Work to complete: Return every line from the listing where the word "pass" occurs.

Records:
************

PR #2190, opened 2026-04-10
DbCache: Support reading finalized state older than latest finalized block

Chen-Yifan:
- Fix `Proposals::try_read` assert-fail when reading older than the latest 
   finalized block. Although this scenario doesn't occur in the current                                                     
    execution runloop, `DbCache` should support any read that `mpt::Db` can.                                                         
- Replace the assertion with explicit checks before the chain walk, set correct 
   value to `truncated` so DbCache looks up in LRU cache or fall through to 
   the trie correctly.
- The added test lines in `proposal_basics` work only after the change.


Chen-Yifan:
The bug reported by @claude  is invalid: all proposals earlier or equal to the finalized block are already erased from the proposal_map_. Reading of block <= last_finalized_block_ should skip the loop into proposal chain.

maxkozlovsky (approved):

magedm (approved):
Looks good.

PR #434, opened 2022-03-04
[eggstorage] remove deprecated distutils.LooseVersion

### LINKED ISSUE #426: Replace distutils.version.LooseVersion with packaging.version Version
In scrapyd/eggstorage.py we use LooseVersion from distutils https://github.com/scrapy/scrapyd/blob/b45c20547b91f34938ee574f86ba966d4b17b05c/scrapyd/eggstorage.py#L37

The distutils package is deprecated and slated for removal in Python 3.12. 

[PEP 632](https://www.python.org/dev/peps/pep-0632/) recommends using [packaging.version](https://packaging.pypa.io/en/latest/version.html). There is one problem, that LooseVersion was designed [as a tool for anarchists](https://github.com/python/cpython/blob/f4c03484da59049eb62a9bf7777b963e2267d187/Lib/distutils/version.py#L269) and packaging.version is not a tool for anarchists, it raises error when version is not matching [PEP 440](https://www.python.org/dev/peps/pep-0440/). I suspect this may break some projects because many projects don't use semantic versioning but just use version control hashes as version numbers. 

IMO we should just rewrite this sorting in eggstorage to keep old behavior without distutils, I don't see a problem in hashes as version numbers, so we can just keep old way, but maybe worth discussing how to do it? What community expects here? What are your practices and expectations here?

Expected output here:

- [x] patch that replaces LooseVersion with something else
- [x] unit tests that show that current behavior is preserved and does not break people projects, they can go somewhere here: https://github.com/scrapy/scrapyd/blob/b45c20547b91f34938ee574f86ba966d4b17b05c/scrapyd/tests/test_eggstorage.py
or here if we add separate utility for sorting https://github.com/scrapy/scrapyd/blob/b45c20547b91f34938ee574f86ba966d4b17b05c/scrapyd/tests/test_utils.py

pawelmhm:
fixes #426

### DIFF
--- a/reqs/requirements-latest.txt
+++ b/reqs/requirements-latest.txt
@@ -1,2 +1,3 @@
 Scrapy>=1.1
 twisted
+packaging
--- a/scrapyd/eggstorage.py
+++ b/scrapyd/eggstorage.py
@@ -2,9 +2,10 @@ import re
 from glob import glob
 from os import path, makedirs, remove, listdir
 from shutil import copyfileobj, rmtree
-from distutils.version import LooseVersion
 
 from zope.interface import implementer
+
+from scrapyd.utils import sorted_versions
 
 from .interfaces import IEggStorage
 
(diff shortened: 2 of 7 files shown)


pawelmhm:
fixes #434 426

jpmckinney (approved):

jpmckinney:
Redid commits in #469, as easier than resolving conflicts.

PR #439, opened 2022-05-13
Remove unmaintained and unused files

jpmckinney:


jpmckinney:
I'll self-merge this, as these files are unmaintained and unused.

PR #449, opened 2022-06-11
fix: PyPI link for Python Version

Laerte:


Laerte:
@jpmckinney can we merge It?

jpmckinney:
Thanks!

PR #458, opened 2022-11-04
Remove `six` package dependency

Laerte:
We don't need the bindings since we support python 3.6+.

@jpmckinney also: Can i open another PR to [drop support of python 3.6](https://endoflife.date/python) aswell?


jpmckinney:
Yes, can do!

jpmckinney (approved):

PR #459, opened 2022-11-04
Drop Python 3.6 support

Laerte:
@jpmckinney I had added 3.11 support by accident, let me know if you want to add support for this version aswell so i raise other PR too :)

### DIFF
--- a/setup.py
+++ b/setup.py
@@ -55,7 +55,6 @@ setup(
         'Environment :: No Input/Output (Daemon)',
         'Topic :: Internet :: WWW/HTTP',
     ],
-    python_requires='>=3.7',
     entry_points={
         'console_scripts': [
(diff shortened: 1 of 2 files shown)


setup.py
```diff
@@ -56,6 +55,7 @@
         'Environment :: No Input/Output (Daemon)',
         'Topic :: Internet :: WWW/HTTP',
     ],
+    python_requires='>=3.7',
```
jpmckinney, line 58: I think it's okay to leave this off, since Python 3.6 does work, but we aren't making any guarantees?

jpmckinney:
@Laerte If 3.11 tests pass, we should add it :)

setup.py
Laerte: Sure, this way what will happen is that if someone try to install in a version below 3.7 it will not succeed. Removed.

Issue #475, opened 2023-03-08
SQLite queue is using all CPU on high frequency poller (<1s)


pspsdev:
When running spiders that do nothing at all, the sqlite based poller uses all cpu just reading scheduled tasks. It would be good to have a plug and play alternative queues like redis.

jpmckinney:
Why are you running spiders that "do nothing at all"?

jpmckinney:
Hmm, yeah, same with https://github.com/Tiago-Lira/scrapyd-mongodb (from which scrapyd-redis is forked) and https://github.com/balena/python-pqueue (mentioned in #197).

https://github.com/peter-wangxu/persist-queue is still active, though maybe a first attempt is to switch to https://github.com/scrapy/queuelib as mentioned in #197.

Can you share your setup for reproducing the issue?

jpmckinney:
@pspsdev Now that #476 is merged, do you have suggestions for how to edit the default spider queue, or should there just be a note in the documentation that it doesn't perform well under high frequency polling, and a custom queue would be better?

jpmckinney:
FWIW, I can't replicate this issue. I set `poll_interval = 0.1` and scheduled 100 jobs in a loop.

PR #476, opened 2023-03-08
feat: Add spiderqueue configuration option

### LINKED ISSUE #197: Configurable spider queue class

jpmckinney:
closes #197 

See #475 for updating the default spider queue.

### DIFF
--- a/docs/config.rst
+++ b/docs/config.rst
@@ -142,6 +142,16 @@ and services.
 
 For more info see `Twisted Application Framework`_
 
+.. _spiderqueue:
+
+spiderqueue
+-----------
+
+The scheduler enqueues crawls in per-project spider queues, for the poller to pick.
+You can define a custom spider queue class that implements the ISpiderQueue interface.
+
+Defaults to ``scrapyd.spiderqueue.SqliteSpiderQueue``.
+
 .. _webroot:
 
 webroot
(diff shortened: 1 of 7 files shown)


jpmckinney:
Ah, good call, we need to move the `dbs_dir` parsing to the queue's initialization.

For Redis, PostgreSQL, etc. we can have dbs_dir still be a single string, e.g. a connection string like `redis://user:pass@host:port/database` or `postgresql://user:pass@host:port/database`, etc.

jpmckinney:
> Currently the code makes it always a file based solution but scrapyd/spiderqueue.py defaults to :memory: correctly but that can never happen because upstream code always sets a file.

I would say that its use of `:memory:` is incorrect, as it will cause all projects to use the same DB, which is not the intent. The connection string would need to be something like `file:project1?mode=memory` https://www.sqlite.org/inmemorydb.html

jpmckinney:
Okay, custom queues should be more extensible with the latest commit.

PR #471, opened 2023-02-07
Scrapy 2.8 support

jpmckinney:
closes #369
closes #428

PR #500, opened 2024-01-24
DA-243 Upgrade to python 3.12

IonascuDenisa:


jpmckinney:
Replaced by #471. `project_version_exists` logic might be relevant to #517

PR #522, opened 2024-07-19
Bisecting Windows CI issues

jpmckinney:


jpmckinney:
It seems it was something about the old Popen wrapper.

PR #540, opened 2025-01-25
Add support for Python 3.13

afuetterer:
Hi @jpmckinney,

this PR adds the Trove classifier and CI test for Python 3.13. scrapyd works fine under 3.13, but after merging it would classified and tested as such.

Let me know what you think.


jpmckinney:
Thank you!

PR #541, opened 2025-01-26
add `requires-python` setting to `pyproject.toml`

afuetterer:
Hi @jpmckinney,

I would like to propose add `requires-python` setting to your `pyproject.toml`. `scrapy` itself already does this:
https://github.com/scrapy/scrapy/blob/c03fb2abb8c354c56c4e8363fc602d49f956c280/pyproject.toml#L51

If you add this setting, `ruff` will also respect that setting, which makes the `target-version` redundant.

Let me know what you think.

Refs:
- https://packaging.python.org/en/latest/specifications/pyproject-toml/#requires-python
- https://docs.astral.sh/ruff/settings/#target-version

### DIFF
--- a/pyproject.toml
+++ b/pyproject.toml
@@ -8,6 +8,7 @@ version = "1.5.0"
 authors = [{name = "Scrapy developers", email = "info@scrapy.org"}]
 description = "A service for running Scrapy spiders, with an HTTP API"
 readme = "README.rst"
+requires-python = ">=3.9"
 license = {text = "BSD"}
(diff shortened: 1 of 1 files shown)


jpmckinney:
I prefer not to use requires-python, because it causes PyPI and others to not resolve newer package versions when using older Python versions. I don’t officially support older Python versions, but if the package accidentally still works on those versions, I’m happy to let users install the package.

afuetterer:
I see, that is a fair point. Let me close this PR then.

PR #233, opened 2021-01-06
Add `--branch-name` flag to override branch name

ghengeveld:
This adds the `--branch-name` flag which skips branch detection in favor of whatever is provided. This is meant to be used only when using an unsupported CI, or when fixing a cross-fork UI comparison. Therefore I think we can omit it in the GitHub action.


ghengeveld:
Released in [v5.6.0](https://www.npmjs.com/package/chromatic).

PR #269, opened 2021-01-29
Record CI service name on build

ghengeveld:
Tracking which CI service was used enables us to better help a customer when they encounter issues.


tmeasday (approved):
LGTM

Issue #273, opened 2021-02-05
Github action get stuck for 10 minutes


hikkyu:
Hi there!

Chromatic step get stuck for 10 minutes. I think 10 minutes is the timeout.
I tried options `exitOnceUploaded: true | "true" ` & `exitZeroOnChanges` but nothing, build always during 10 minutes. Apparently this step only takes 30 secondes. Did I missed something ?

![Capture d’écran 2021-02-05 à 17 00 34](https://user-images.githubusercontent.com/467261/107057411-b8bbae00-67d3-11eb-8e60-b09f619e1537.png)

Here is my Github workflow file : 
```yaml
name: Chromatic

on: push

jobs:
  chromatic-deployment:
    name: Install & Check stories
    runs-on: ubuntu-latest
    steps:
      - name: Checkout repository
        uses: actions/checkout@v2
        with:
          fetch-depth: 0 # 👈 Required to retrieve git history
      - name: Cache node modules
        uses: actions/cache@v2
        env:
          cache-name: cache-node-modules
        with:
          # npm cache files are stored in `~/.npm` on Linux/macOS
          path: ~/.npm
          key: npm-${{ hashFiles('**/package-lock.json') }}
          restore-keys: |
            npm-
      - name: Install dependencies
        run: npm i
      - name: Publish to Chromatic
        uses: chromaui/action@v1
        with:
          token: ${{ secrets.GITHUB_TOKEN }}
          projectToken: ${{ secrets.CHROMATIC_PROJECT_TOKEN }}
          exitOnceUploaded: "true"
```

jjenzz:
We're experiencing the same issue: 

```jsx
name: 'Chromatic'

on: pull_request

jobs:
  chromatic-deployment:
    runs-on: ubuntu-latest
    steps:
      - name: Checkout repository
        uses: actions/checkout@v2
        with:
          fetch-depth: 0
      - name: Install dependencies
        run: yarn
      - name: Publish to Chromatic
        uses: chromaui/action@v1
        with:
          token: ${{ secrets.GITHUB_TOKEN }}
          projectToken: ${{ secrets.CHROMATIC_PROJECT_TOKEN }}
          exitOnceUploaded: true
          exitZeroOnChanges: true

```

benoitgrelard:
We are seeing the same thing as well, it seems to have happen today, as it was faster before.

ccrowley96:
Same issue here!

Buuntu:
Same here.

[...]

PR #278, opened 2021-02-10
Fix/10minute timeout action

ndelangen:
issue: https://github.com/chromaui/chromatic-cli/issues/273


action/main.ts
```diff
@@ -148,19 +145,24 @@ async function run() {
...
+    setOutput('buildUrl', output.buildUrl);
+    setOutput('storybookUrl', output.storybookUrl);
+    setOutput('code', output.code.toString());
 
-    if (code !== 0) {
+    if (output.code !== 0) {
       setFailed('non-zero exit code');
     }
+
+    process.exit(output.code);
```
ndelangen, line 159: here's the fix

ndelangen: inspired from:
https://github.com/chromaui/chromatic-cli/blob/906f4426fc2641e78b556b1c1117d9b1e5301866/bin/main.js#L33-L36

ndelangen:
Looks like it's running in 2m consistency..

action/main.ts
```diff
@@ -148,19 +146,24 @@ async function run() {
       ignoreLastBuildOnBranch: maybe(ignoreLastBuildOnBranch),
     });
 
-    const [{ url, code }] = await Promise.all([chromatic]);
+    const output = await chromatic;
```
ghengeveld: We don't need the `chromatic` variable here, just do `await runChromatic` directly.

action/main.ts
```diff
@@ -148,19 +146,22 @@ async function run() {
...
     }
+
+    process.exit(output.code);
   } catch (e) {
     if (e.message) error(e.message);
     if (e.stack) error(e.stack);
     if (e.description) error(e.description);
     setFailed(e.message);
   }
+  process.exit(1);
```
ghengeveld, line 165: I think this should be inside the `catch` block.

ghengeveld (approved):
LGTM

PR #288, opened 2021-02-22
Upgrade to husky 5

tmeasday:
I had to do this in order to commit.

I ran `npx github:typicode/husky-4-to-5 --package-manager yarn`.


.husky/.gitignore
```diff
@@ -0,0 +1 @@
+_
```
ghengeveld, line 1: Do we really need this file? We can probably just ignore `.husky/_` from the root gitignore.

ghengeveld (approved):
I guess this is how it's supposed to work? Seems like a hassle to me.

.husky/.gitignore
tmeasday: IDK 🤷 I just ran their script

PR #295, opened 2021-03-02
Gracefully handle git config command in Netlify

ghengeveld:


bin/tasks/gitInfo.js
```diff
@@ -21,8 +21,10 @@ const TesterSkipBuildMutation = `
 export const setGitInfo = async (ctx, task) => {
   const { branchName, patchBaseRef, fromCI: ci } = ctx.options;
   ctx.git = await getCommitAndBranch({ branchName, patchBaseRef, ci, log: ctx.log });
-  ctx.git.slug = ctx.git.slug || (await getSlug());
   ctx.git.version = await getVersion();
+  if (!ctx.git.slug) {
+    ctx.git.slug = await getSlug().catch((e) => ctx.log.warn('Failed to retrieve slug', e));
+  }
```
ndelangen, line 27: What is this slug, and why is it optional? What do we miss if we don't have it?

bin/tasks/gitInfo.js
```diff
@@ -21,8 +21,10 @@ const TesterSkipBuildMutation = `
...
 
   if (ctx.options.ownerName) {
     ctx.git.slug = ctx.git.slug.replace(/[^/]+/, ctx.options.ownerName);
```
ndelangen, line 30: Will this code fail without the slug set?

ndelangen: referring to:
```
 ctx.git.slug = ctx.git.slug.replace(/[^/]+/, ctx.options.ownerName);
 ```

File: bin/tasks/gitInfo.test.js [hunk 3]
```diff
@@ -9,10 +9,10 @@ const log = { debug: jest.fn() };
 
 describe('setGitInfo', () => {
   it('sets the git info on context', async () => {
-    getCommitAndBranch.mockReturnValue({ commit: '123asdf', branch: 'something' });
-    getBaselineCommits.mockReturnValue(['asd2344']);
-    getVersion.mockReturnValue('Git v1.0.0');
-    getSlug.mockReturnValue('user/repo');
+    getCommitAndBranch.mockReturnValue(Promise.resolve({ commit: '123asdf', branch: 'something' }));
```
tmeasday, line 12: can you use `mockResolvedValue` for this?

tmeasday (commented):
I don't really understand what this change is doing; it doesn't seem covered by the test cases.

bin/tasks/gitInfo.js
tmeasday: @ghengeveld why not `try { } catch {}`?

I think it's confusing to use `await` and `.catch()`

ghengeveld: The slug is something like `chromaui/chromatic-cli` and is needed to determine whether we're dealing with a forked repository or not, which we need to know for cross-fork PR support.

I used `.catch` because it's way terser than try/catch and given this is such a benign thing I don't think it deserves to be so verbose.

bin/tasks/gitInfo.js
ghengeveld: Good catch.

bin/tasks/gitInfo.test.js
ghengeveld: Nice one 👍

ghengeveld:

PR #296, opened 2021-03-04
Support yarn execpath

amacneil:
I don't know why, but yarn was not being correctly detected on my system (maybe because I'm using yarn 2?).

In my case, `process.env.npm_execpath` was returning `/path/to/yarn` rather than `/path/to/yarn.js`.


ghengeveld (approved):

ghengeveld:
Thanks for that!

amacneil:
thanks!

PR #298, opened 2021-03-04
Document GitHub action outputs

### LINKED ISSUE #293: Document outputs and publish new version of action?
👋🏽 I just came across this recent change to add `storybookUrl` to the output of the Chromatic action: https://github.com/chromaui/chromatic-cli/commit/e5cf3c6b07bfeaa22f854aab12385aa606008cdd#diff-e0800b9a6c36cb7e1937f05f68784af42488be2266fad90cef27dc394b3b6b6fR152

I'm building a GitHub Actions step that needs access to the `storybookUrl` to work, so this is exactly what I've been looking for!

But, it looks like this change hasn't been published to the [action repo](https://github.com/chromaui/action) yet, which makes it really tricky to consume right now since actions require all dependencies to be bundled ahead of time.

It also looks like none of the currently supported `outputs` are documented in `action.yml`: https://github.com/chromaui/chromatic-cli/blob/next/action.yml

Would it be possible to:

1. document all supported outputs in `action.yml` (I'd be happy to submit a PR for this if it'd help)
1. publish a new version of the action?

┆Issue is synchronized with this [Asana task](https://app.asana.com/0/1199921881886840/1200015269989920) by [Unito](https://www.unito.io/learn-more)

mnquintana:
Closes #293 

This PR documents Chromatic's GitHub action's outputs, both in the Readme and in the `action.yml` manifest. It also adds [a missing required field in the GitHub action schema](https://docs.github.com/en/actions/creating-actions/metadata-syntax-for-github-actions#inputsinput_idrequired) – `required`.

### DIFF
--- a/action.yml
+++ b/action.yml
@@ -75,13 +75,13 @@ inputs:
 
 outputs:
   url:
-    description: An alias for the build URL (e.g. https://www.chromatic.com/build?appId=<app id goes here>&number=<build number>)
+    description: 'An alias for the build URL (e.g. https://www.chromatic.com/build?appId=<app id goes here>&number=<build number>)'
   buildUrl:
-    description: The build URL (e.g. https://www.chromatic.com/build?appId=<app id goes here>&number=<build number>)
+    description: 'The build URL (e.g. https://www.chromatic.com/build?appId=<app id goes here>&number=<build number>)'
   storybookUrl:
-    description: The Storybook preview URL for your current branch / Pull Request (e.g. https://<app id goes here>-<branch hash>.chromatic.com/)
+    description: 'The Storybook preview URL for your current branch / Pull Request (e.g. https://<app id goes here>-<branch hash>.chromatic.com/)'
   code:
-    description: The exit code for the current run of the Chromatic CLI
+    description: 'The exit code for the current run of the Chromatic CLI'
 
 runs:
   main: action/register.js
--- a/action.yml
+++ b/action.yml
@@ -8,48 +8,70 @@ branding:
 inputs:
   token:
     description: 'Your github token'
+    required: true
   projectToken:
     description: 'Your chromatic project token'
+    required: true
   workingDir:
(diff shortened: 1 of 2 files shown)


action.yml
```diff
@@ -1,55 +1,87 @@
 name: Publish to Chromatic
 author: Chroma Software, Inc.
-description: "Publish your Storybook to Chromatic and run visual regression tests"
+description: 'Publish your Storybook to Chromatic and run visual regression tests'
```
mnquintana, line 3: Tiny side effect: prettier ran on `action.yml` when I saved, hence the double -> single quotes change. Let me know if you want me to change these back!

ghengeveld: I'm fine with switching to single quotes (although be aware there's a difference: `'\n'` is interpreted as a literal `\n` string while `"\n"` is interpreted as a newline. In this case, we don't care because it's all single lines.

I do prefer you add quotes to the output descriptions, for consistency.

ghengeveld (changes requested):

ghengeveld:
Thanks for contributing!

action.yml
mnquintana: @ghengeveld Fixed!

mnquintana:
👋🏽 Just checking in – anything I else I need to do to get this merge-ready?

ghengeveld (approved):

mnquintana:
@ghengeveld Awesome, thanks so much for giving this a look! Would you also be able to publish a new version of the action soon?

ghengeveld:

mnquintana:
Thanks a lot @ghengeveld! Would you also be able to publish a new release with the latest changes at https://github.com/chromaui/action? It looks like the last release was `v1` back in September. Not a huge deal because it's still usable by pointing my GitHub Actions config at the latest commit hash, but it would be nice to express it in terms of a semver range again.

************

Answer area:
@Laerte If 3.11 tests pass, we should add it :)
For Redis, PostgreSQL, etc. we can have dbs_dir still be a single string, e.g. a connection string like `redis://user:pass@host:port/database` or `postgresql://user:pass@host:port/database`, etc.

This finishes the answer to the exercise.